Eu diria que em 80-90% dos casos dão os créditos. Sendo eu alguém que sempre lê os créditos e compra discos de rap desde os anos 80.
O processo de "clearing samples" com as editoras originais já chegou a causar uma demora no lançamento dos discos. Antigamente dava pra lançar um disco cheio de samples de tudo lugar mas hoje em dia isso se tornou mais raro porque agora cobram MUITO nos samples. Só os Jay-Z e Kanye West e poucos outros podem ostentar samples caríssimos em seus discos pois isso agora é coisa de rico.
Hoje em dia a maioria do que se chama de hip-hop nem tem mais samples, é tudo um som eletrônico chato sem alma e sem suingue, porque (primeiro) os mais novos não se interessam mais em se dar ao trabalho de pesquisar músicas antigas e (segundo) custa muito samplear hoje em dia. Mas antes disso acontecer havia gente em cada gravadora cuja carga era segurar as autorizações de cada sample usado, era um sistema todo. É muito dinheiro envolvido e ninguém quer processo, melhor pagar mesmo. Essa dos artistas velhos voltar a ter renda por causa do rap é a mais pura verdade.
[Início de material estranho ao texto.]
PR #928, opened 2017-12-28
Make integration tests log to stderr

maljub01:
This will make test output a little more verbose, but it will be very
useful for understanding what's happening when tests fail.

### DIFF
--- a/integration/log_integration_test.sh
+++ b/integration/log_integration_test.sh
@@ -34,7 +34,7 @@ set +e
 TRILLIAN_SQL_DRIVER=mysql go test ${GOFLAGS} \
   -run ".*LiveLog.*" \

Outra coisa: fora a questão de ser pago pelos samples ou não, os artistas originais reconhecem que as carreiras deles agora têm novo impulso por causa disso. Muitos são muito mais reconhecidos e famosos hoje do que foram na época em que lançaram seus discos originalmente, por causa do sampling. Por minha parte, e sei que falo para muitos quando digo isso, uma ENORME parte do meu conhecimento e da minha vasta coleção de discos é por causa de coisas descobertas através de samples. Muita coisa que faz parte da minha vida que eu talvez nunca iria conhecer não fosse um trecho que ouvi em algum lugar que me levou a procurar o disco original...que me trouxe até outro...e outro...e mais um monte de outros discos antigos...só pela pesquisa.